In our previous post, we examined how value-added scores are calculated.  Now let's visualize them.

To calculate a value-added score, we have:
value-added score = actual growth - expected growth

expressed in grade levels per year.  Generally, expected growth is 1 grade level per year, plus or minus a bit for economic hardship and other factors. We're going to start by showing the expected growth at the center of our new graph, marked by a bold vertical line.  Let's say it's 0.85 grade levels / year:

Having expected growth at the center emphasizes that value-added is a difference from this expected growth.  Next, we add the actual growth.  Let's say it was 0.92 grade levels / year:

Finally, we draw a bar between the two, and add a text box with the score to the left of the graph so viewers will see it first.  The separate text box emphasizes that the value-added score is the most important number here, being the result of the calculation.  The actual and expected growth are of secondary
importance, being inputs to the calculation.

 

I'm going to recommend a fourth item.  We should show the error in the calculation, since it can be quite large.  We'll add a triangle pointer and a bar like this.  We show the error amount under the score to emphasize that the utility of the score depends on the error.
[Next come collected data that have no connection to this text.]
PR #1624, opened 2024-06-17
Runtime: os_type: Cygwin -> Win32

hhugo:


hhugo:
@phated, would you mind checking if this PR works for `grain` ? It should only affect windows.

phated (commented):
@hhugo sorry for the delay. We actually override the Cygwin value to Win32 already. See https://github.com/grain-lang/grain/blob/416936b08015d4bf0e945860b646bfa00e2f14b3/compiler/src/utils/hacks.js#L4

So this should be a good change for Grain.

hhugo:
Cool, do you need the rest of the stubs ? I thought they were present in jsoo already.

phated:
I think they are overrides related to `\` path separators instead of `/`

hhugo:
This PR now accepts both `/` and `\`. Could you try dropping your overrides with jsoo master and report if something still needs to be fixed ?

phated:
I'd love to try it, but we never solved the performance problems so our test suite doesn't complete. I forget which older version we needed to pin.

hhugo:
Can you try again and reopen an issue for the perf issue ?

PR #1632, opened 2024-06-27
Add msvc to the ci

hhugo:


hhugo:
@dra27, what would be the way to install gmp on msvc ?

dra27:
I think that this has never been possible with opam-repository-mingw (but this is something I haven't actually checked thoroughly). In theory, the .a files created by gcc are usable from an MSVC program (.a and .lib are an identical format, and both the .o and .obj files are COFF objects).

I've been musing whether we can do a similar trick with vcpkg (which [packages gmp](https://vcpkg.link/ports/gmp)) as @RyanGibb and I have been working on with nixpkgs, where we might add a second repository for enabling vcpkg support. However, I'm just at the "musing on it" stage at the moment. I know that DkML has integration with vcpkg already, but I haven't yet looked at the details of it.

Ages ago (2016), I started https://github.com/dra27/windows-native where the intention was to be able to build some of these depexts from sources in the switch - I had some work in progress on adding gmp (and mpir, I think) to this idea - but again, it's not something that I'm actively working on at the moment.

PR #1639, opened 2024-07-22
Misc: yojson is no longer optional

hhugo:


hhugo:
@nojb, would that be an issue for lexifi ?

nojb:
> @nojb, would that be an issue for lexifi ?

No, it is not a problem: we already depend on yojson due to some other dependencies.

Thanks for the ping!

PR #1617, opened 2024-05-23
Optimize sourcemap processing

OlivierNicole:
This improves the efficiency of sourcemap processing, chiefly during linking, but also in serializing and deserializing sourcemaps.

Currently, when linking with source maps enabled, js_of_ocaml will decode the source maps for each input file completely into an in-memory explicit mapping, then merge them, then re-encode the merged sourcemap. The merging algorithm involves superlinear sorting operations. However, the format of sourcemaps allows to avoid sorting for the concatenation of generated files.

In addition, all operations performed by linking (concatenation of files, removal and addition of lines) can be performed directly on the encoded form, which further avoids a full parsing to an in-memory representation.

When compiling js_of_ocaml with itself, the final linking step is accelerated by a speedup of about 2.3x with OCaml 5.2.0+fp:

| recent trunk (bfbeb692c) | this PR |
|--------------------|------------|
| 331.8 ms ±   6.1 ms | 143.3 ms ±   1.1 ms |

fix https://github.com/ocsigen/js_of_ocaml/issues/1446

PR #1640, opened 2024-07-22
extracted from #1617

hhugo:
#1617

### DIFF
--- a/compiler/lib/source_map.ml
+++ b/compiler/lib/source_map.ml
@@ -19,6 +19,16 @@
 
 open! Stdlib
 
+module Source_content = struct
+  type t = Sc_as_Stringlit of string
+
+  let create s = Sc_as_Stringlit (Yojson.Safe.to_string (`String s))
+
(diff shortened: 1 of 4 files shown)


hhugo:
cc @OlivierNicole

compiler/lib/source_map.ml
```diff
@@ -19,6 +19,16 @@
 
 open! Stdlib
 
+module Source_content = struct
```
OlivierNicole, line 22: Nit: naming it `Sources_content` (with an S to Sources) would match the sourcemap field name `sourcesContent`.

OlivierNicole (approved):
LGTM, thanks for extracting this.

compiler/lib/source_map.ml
hhugo: The sourcemap field store multiple sources but `Source_content.t` is about a single one.

OlivierNicole: Ah, true. Never mind me then.

PR #1647, opened 2024-07-26
Compiler: compact indirect call

hhugo:
https://developer.mozilla.org/en-US/docs/Web/JavaScript/Reference/Global_Objects/eval#direct_and_indirect_eval

### DIFF
--- a/CHANGES.md
+++ b/CHANGES.md
@@ -5,9 +5,12 @@
 * Misc: CI uses opam.2.2 and no longer use sunset repo
 * Misc: yojson is no longer optional
 * Compiler: speedup global_flow/global_deadcode pass on large bytecode
+* Compiler: make indirect call using sequence instead of using the call method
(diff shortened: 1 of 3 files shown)


vouillon:
Have you benchmarked this? From what I remember, it was slower.
See https://github.com/ocsigen/js_of_ocaml/pull/1397#issuecomment-1420979002

hhugo:
> Have you benchmarked this? From what I remember, it was slower. See [#1397 (comment)](https://github.com/ocsigen/js_of_ocaml/pull/1397#issuecomment-1420979002)

I've done some quick benchmark and it was slower to use `E.call(null)`. Maybe we need more testing here.

hhugo:
@vouillon, in case you want to play with some smallbenchmarks https://jsperf.app/test-call-vs-apply/93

The key differences?  Many visualizations, such as in the current state report card, report the value-added score only and highlight whether the score is positive or negative using green and red.  The result, while accurate, can look like a Christmas colored bingo card.  The viewer flounders around unfocused. Error information, in a separate graph, is rarely looked at - thought it should be, because the error might be large.

 

Showing and centering the expected growth anchors the viewer and gives us an alternative way to describe positive and negative, using a right-stretching or left-stretching bar.  No holiday colors needed.  Adding error bars directly to the graph immediately tells the viewer how much confidence to place in the estimate.  (A shout-out to the state of Wisconsin for this idea!)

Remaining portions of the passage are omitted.